Status Update
Comments
da...@google.com <da...@google.com>
ja...@jamie-thomson.net <ja...@jamie-thomson.net> #2
According to some documentation that I have just read this is now supported:
Does BigQuery column-level security work for views?
Yes. Views are derived from an underlying table. The same column-level security on the table applies when the protected columns are accessed through a view.Note that there are two kinds of views in BigQuery, logical views and authorized views. Both types of views are derived from a source table, and both are consistent with the table's column-level security.
pd...@bendingspoons.com <pd...@bendingspoons.com> #3
That help page seems to suggest that if there a table A is referenced by view B, the policy tags set on A are enforced also when users query B. This is expected.
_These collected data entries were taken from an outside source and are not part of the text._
PR #126, opened 2026-03-03
Fix `add_low_rank` to only compute roots when cached roots exist

SebastianAment:
This fixes a numerical instability bug where add_low_rank would speculatively compute root decompositions even when no cached roots existed. This caused SVD failures on ill-conditioned matrices (e.g., when using RBF + LinearKernel).

Changes:
- Change early exit condition from `not generate_roots and not has_roots` to `not (generate_roots and has_roots)` - exit early if either `generate_roots=False` or no cached roots exist
- Pass `generate_roots` parameter through in `RootLinearOperator.add_low_rank`, which was being silently ignored
- Add regression test to verify `root_decomposition` is not called when no roots are cached


gpleiss (approved):
LGTM

PR #127, opened 2026-03-04
Replace deprecated torch APIs with modern torch.linalg equivalents

saitcakmak:
torch.inverse, torch.pinverse, and torch.norm have been deprecated since PyTorch 1.9. This updates all usage to their modern replacements and, critically, registers torch.linalg.inv for __torch_function__ dispatch so that torch.linalg.inv(linear_op) works correctly.

Changes:
- Register torch.linalg.inv alongside torch.inverse for LinearOperator dispatch (fixes torch.linalg.inv not working on LinearOperators)
- Replace torch.pinverse() with torch.linalg.pinv()
- Replace torch.norm() with torch.linalg.vector_norm() (source files) and torch.linalg.norm() (test files)
- Update stale comments referencing torch.cholesky, torch.solve, torch.symeig, and torch.eig to their modern equivalents

### DIFF
--- a/examples/LinearOperator_demo.ipynb
+++ b/examples/LinearOperator_demo.ipynb
@@ -220,7 +220,7 @@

However, it is not possible to set additional policy tags on B fields independently, AFAIK.
mi...@google.com <mi...@google.com>
ja...@jamie-thomson.net <ja...@jamie-thomson.net> #4
Ignore my previous comment above. On reflection the documentation I referred to does not solve the problem that the original poster outlined. Moreover, we've recently discovered limitations of policy tags that makes me realise how vital this request is.
Take this scenario:
We have a table t containing emailAddress which is considered PII and hence we do not want to expose that to everyone, so we put a policy tag upon it to limit who can access it. However, people still want to be able to answer question like "How many distinct users visited our site?" which could be answered by issuing
select count(distinct emailAddress) from t
however, the policy tag prevents that.
We'd like to get around this problem by presenting a view which does this:
create view v
as
select SHA256("some-pepper-value" || emailAddress) as emailAddressHash
so that users can query it like so:
select count(distinct emailAddressHash) from v
however, the policy tag still prevents end users from accessing emailAddressHash. This is our problem, we know the hashing mechanism protects the PII data but still people cannot access the data.
Perhaps the original poster's suggestion solves this problem, perhaps it doesn't. But nevertheless, this is a problem that we need a solution for.
ar...@google.com <ar...@google.com> #5
Hello,
We understand the importance of this feature and the product team is already aware as well. I invite you to subscribe to this thread, if you haven't already done so, by clicking on the star at the top left, this way, you also help to bring more visibility to this feature.
Thanks.
pd...@bendingspoons.com <pd...@bendingspoons.com> #6
My use case is similar, but not exactly identical to the scenario described in #4.
My use case is the following:
- I have a source table
T1
containing sensitive personal data. It is in a dataset with restricted access. Analysts can't query that table directly. - I define an authorized view
V1
overT1
. This view does some data transformation and drops some columns. - I still want to expose some sensitive columns (like a user ID) through
V1
, but only to a selected subset of users and service accounts.
My goal is to be able to do so without resorting to SESSION_USER()
, which feels like a hack and requires to hardcode usernames in the view query of V1
.
Description
BigQuery Policy Tags are an important data governance feature to enforce access control policies at column-level granularity.
Currently, it is not possible to set Policy Tags in BigQuery views, as only tables are supported. As a consequence, the access policy to an authorized view can only be binary: either the user is authorized to read all the data from the view, or they are not.
By extending the Policy Tag support to (authorized) views, they would become an incredibly powerful feature for access control: authorized views would then allow both to manipulate/obfuscate the source data with an arbitrary SQL query, and to restrict the access to each column to different user groups.
I'm currently using Policy Tags to protect certain critical columns in a table derived from a transformation of production data, but I would like to switch to views to have access to real-time data. The lack of policy tags is preventing me to do so. (I can't touch the source tables.)